I've always wondered - why didn't Gilmour recruit Harper into Pink Floyd? He needed a lyricist, and there's no one better than Harper. Harper's acoustic work always had a distinctly Floydian sound. And his vocals, so well known to all of us from "Have a Cigar," would never sound out of place on a Floyd album. We'll never know, but in my mind I always thought Harper was the one person who could have filled Waters' shoes. Oh well, I guess it was not to be... [sigh]

A side-note: I believe this is the last album that Peter Jenner produced for Harper. (Jenner was Pink Floyd's original manager, and produced all of Harper's 1970s albums [John Leckie helped out on some as well].)

Report this review (#247054)
Posted Thursday, October 29, 2009 | Review Permalink
3 stars Trapped in time.

A common occurrence for many albums recorded in the late seventies, and practically all of the eighties, for a number of reasons that include a trend to bend toward the current pop styles of the day, instrumentation, recording technics and record company interference in order to promote a more 'attractive' product to their consumers.

The Unknown Soldier is one of Harper's slickest sounding albums that veers away from straight up prog folk and finds an array of musical styles that at times incorporate a distinctive Floydian influence on three of album's best songs, The Flycatcher, You and a reworked version, of his co-written song with David Gilmour, titled Short And Sweet from Gilmour's first solo album.

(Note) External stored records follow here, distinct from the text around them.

PR #107, opened 2019-12-10
Expose into a function the logic to get the ref

srenault:
Expose into a function the way we resolve the ref we're going to use (master ref, preview ref or experiment ref).
This exposed function is useful for `apollo-link-prismic`.


srenault:
Will do it in another way!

They are among the best tracks on the album with The Flycatcher displaying an eerie violin accompaniment written by David Bedford, while special guest Gilmour graces You with his majestic guitar. You is also a duet with the incomparable Kate Bush, another long time friend and fan of Harper. Short And Sweet features the caustic six chord opening riff found on the Gilmour version, but Roy's rearrangement features a galloping bass line and dramatic swirling strings in the song's instrumental middle section that gives the song an epic feel that Gilmour's version only hinted at.

Harper is a great vocalist and handles all of the vocals, usually overdubbed in the choruses, extremely well and is quite actually another instrument on this album.

Where the album starts to go flat is with the songs Playing Games, First Thing In The Morning, and Ten Years Ago which employ new wave-ish Yamaha synths that are supplemented with Gilmour like guitar from Andy Roberts. This is acceptable ear candy to me, but where the album really fails is that it's totally solo acoustic title track sounds like one of Harper's known for throwaway pieces and lacks the gravitas of either a song that connotes such serious subject matter, or frankly, as a song used for an album title track. This is stark contrast to album's chilling cover photo of a real skeleton taken at a war memorial site in France.

Anyone familiar with the ways of Roy Harper will know that Roy has a sweet spot for this album based on the extensive babbling liner notes that he wrote for the CD reissue. The only other album to receive this level of attention was the Dream Society released in 1998. The Unknown Soldier was an album that, I guess, Roy consciously made to be either a hit or to at least sound contemporary. He failed at achieving guess number one, but this album's style of music and sound production ensure that he achieved guess number two. 3.5 stars as it's still a worthy early period Harper album that fans should own.